Mohamed admits that he could easily fill an entire podcast interview with his thoughts on work culture. He breaks it down into five key facets of a ‘powerhouse’ organisation that allow teams to perform at their best:


  • Purpose: ‘Teams need to know why they exist and believe in the higher order value they’re creating.’

  • Clarity: ‘I’m pretty obsessive about this notion of clarity: clarity in vision, clarity in strategy and really everything in between’.

  • Autonomy: ‘[People] need to have agency in their work. They need to have the freedom to operate, to meet and exceed their objectives.’

  • Responsibility: ‘Your work doesn’t just matter to you as an individual, but it matters to the broader organisation, the person to your left and the person to your right.’

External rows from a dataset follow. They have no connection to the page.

PR #161, opened 2022-03-22
remote upload: Skip gzip compression for files that are already compressed

tsibley:
This avoids some useless work but mostly serves to head off confusion
(e.g. curl without the --compression option) and/or quirks of HTTP
clients (e.g. Snakemake's HTTP remote file provider¹) when a compressed
file is compressed again and served with a Content-Encoding: gzip
header.²

This doesn't come up with Nextstrain dataset and narrative files but
does with adjacent input files like metadata.tsv.gz and
sequences.fasta.xz which we also put in the S3 buckets (e.g.
s3://nextstrain-data/files/zika/…).³

The remote family of commands is not intended for generic S3 management
per se, but they're often useful in the Nextstrain ecosystem to manage
these ancillary data files.  Part of this is that the commands are handy
and available, part of it is that Cloudfront invalidation still remains
a complication with using `aws s3` directly.  Avoiding double
compression doesn't go so far out of our way and helps support this
slightly off-label use case.

¹ https://github.com/snakemake/snakemake/issues/1508
² https://bedfordlab.slack.com/archives/C01LCTT7JNN/p1647910842228169
³ https://github.com/nextstrain/fauna/pull/114

### DIFF
--- a/nextstrain/cli/remote/s3.py
+++ b/nextstrain/cli/remote/s3.py
@@ -52,7 +52,7 @@ from operator import methodcaller
 from os.path import commonprefix
 from pathlib import Path
 from time import time
-from typing import Iterable, List, Tuple
+from typing import Iterable, List, Optional, Tuple
 from .. import aws
 from ..gzip import GzipCompressingReader, ContentDecodingWriter
 from ..util import warn, remove_prefix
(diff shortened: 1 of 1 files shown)


trvrb (approved):

trvrb:
Thanks for including these guardrails @tsibley. Running with my original commands prevents the confusing behavior. Much appreciated.

tsibley:
Released with 3.2.1.

PR #279, opened 2015-09-04
Prepare to queue email and tickets

threedaymonk:
* https://www.pivotaltracker.com/story/show/96673886
* https://www.pivotaltracker.com/story/show/96673592

Sending email is one of the main performance-limiting factors in this application. This set of commits implements queueing with ActiveJob, and changes `deliver_now` to `deliver_later` and makes the necessary changes for that to work. It also moves Zendesk ticket submission to a job using `perform_later`.

However, actually deploying queueing requires both server configuration and the PIA to be signed off. In order to make our deployments smaller, this PR makes the preparatory steps needed to implement queueing, but uses Rails's default `InlineAdapter`, which executes jobs immediately in the same process.

This means that the changes deployed in #258 will be much smaller and more focused.

See also:

* [ActiveJob](http://edgeguides.rubyonrails.org/active_job_basics.html)
* [Available backends](http://api.rubyonrails.org/classes/ActiveJob/QueueAdapters.html)


threedaymonk:
Tested on preprod. Email and Zendesk confirmed working.

SteveMarshall:
:boom:

PR #280, opened 2015-09-04
Add sidekiq web admin UI rackup script and required gems

ashb:
Sidekiq has a nice admin interface that gives us queue status, and can review errors etc.

Rather than using basic auth we are going to put this behind an OAuth2 gateway (run separately) and configured in the load-balancer to live under /sidekiq.

Although sidekiq is sinatra and could be mounted in the PVB app putting just one path behind OAuth would involve installing omniauth and we felt this was a smaller and safer change to make it happen this way. (It also means that there's less scope that a mistake in the config/routes.rb could open it up to the world, but that was not the driving factor behind doing it this way.)

### DIFF
--- a/Gemfile
+++ b/Gemfile
@@ -21,6 +21,7 @@ gem 'statsd-ruby', require: 'statsd'
 gem 'curb'
 gem 'string_scrubber', '>= 0.2.0'
 gem 'virtus'
+gem 'sinatra'
 
 group :test, :development do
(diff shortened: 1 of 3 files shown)


threedaymonk:
This should be rebased onto #279.

SteveMarshall:
@pdb … and now master.

SteveMarshall:
Closing because this needs to be merged into master now.

PR #282, opened 2015-09-04
Update Belmarsh visit slots and email addresses

kyliemulholland:


kyliemulholland:
@SteveMarshall Let me know if I need to fix something.

SteveMarshall:
@kyliemulholland The error that's occurring is because the unbookable dates differ. That said, I'll rework it because there's a few conflicts with master…

SteveMarshall:
@kyliemulholland Updated and fixed. Wanna try on preprod?

PR #283, opened 2015-09-08
Belmarsh amend booking window

kyliemulholland:


kyliemulholland:
Tested in preprod - passed.

PR #284, opened 2015-09-08
Belmarsh add saturday morning slot

kyliemulholland:


kyliemulholland:
Tested in preprod - passed.

PR #285, opened 2015-09-08
Improve visitor model and specs

threedaymonk:
This makes various improvements to the way that the visitor model and validations work and are tested, and corrects age calculation (as this was flagged by the new tests). It is intended to lay the groundwork for #276.


threedaymonk:
Tested on preprod.

SteveMarshall:
LGTM!

app/services/age_calculator.rb
```diff
@@ -0,0 +1,12 @@
+class AgeCalculator
+  def age(date_of_birth, today)
+    # See https://stackoverflow.com/a/2357790
+    if today.month > date_of_birth.month ||
```
dan-palmer: How about hoisting this guy into a predicate method, something like `had_bithday_this_year?`

spec/features/datepicker_spec.rb
```diff
@@ -15,9 +15,6 @@
 
   before :each do
     allow_any_instance_of(VisitController).to receive(:metrics_logger).and_return(MockMetricsLogger.new)
-    allow_any_instance_of(EmailValidator).to receive(:validate_dns_records)
```
dan-palmer: :door: :walking:  :sunglasses: nice one!

app/services/age_calculator.rb
threedaymonk: Good call.

threedaymonk:
Tested on preprod (as at ff0823c).

dan-palmer:
LGTM! 😎

PR #286, opened 2015-09-09
Revert "Improve visitor model and specs"

SteveMarshall:
Reverts ministryofjustice/prison-visits#285 because I'm an idiot and clicked too soon.


SteveMarshall:
Don't need this. I force-pushed to master. Still an idiot, though.

PR #288, opened 2015-09-09
Kennet update visit slots

kyliemulholland:


kyliemulholland:
Tested on preprod - passed.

  • Rewards: ‘Organisations need to generously reward amazing performance and reward teams and individuals when expectations are exceeded.’


Preparing to launch

In Mohamed’s view, the key part in the commercialisation process ‘is often around launches, and that’s the biggest inflection point.’ He notes that teams working on a launch usually don’t have as much time as they’d like, so he tries to motivate them to keep on top of the base processes ‘while also categorically focusing on the most critical priorities’ for success. These include target product profiles, negotiating with health authorities, and ensuring that the product, package insert, and label are ‘consistent with what the expectations are.’ These will differ depending on the size of the company, and so internal forecasts and goals are crucial as they inform investment decisions as well as the response to a product when it arrives on the market. Mohamed is quick to note, however, that ‘launching products today is different than [in] the past and will continue to evolve as the commercial landscape changes with us.’


Looking back to look forward

When looking back at the decisions that have most influenced his career, Mohamed mentions what Steve Jobs said about only being able to connect the dots when looking backwards. This makes perfect sense to him now, although Mohamed does regard the moment he decided to be ‘a general business leader instead of a specialist’ as a pivotal moment for him; he believed that he could better serve people by combining his passions for science and business. He began to look for ‘critical competencies’ in job roles and structured his career around these, focusing more on the variety of experience that would serve him best in his journey towards becoming ‘a broader healthcare leader’ rather than a specialist in marketing or sales. This allowed him to work in roles outside of his background in pharmacy, spreading beyond areas like oncology, immunology, and neuroscience to gain a broader understanding of diverse business models, buying processes, and patient journeys. ‘It was that one decision that allowed all of those things to then trickle down,’ he says.


Naturally, then, this has informed Mohamed’s view on dispensing career advice. ‘Decide if you want to be a specialist or a generalist, and then from there create a competency roadmap’ to help you identify the experience and roles you might need to get where you want to go.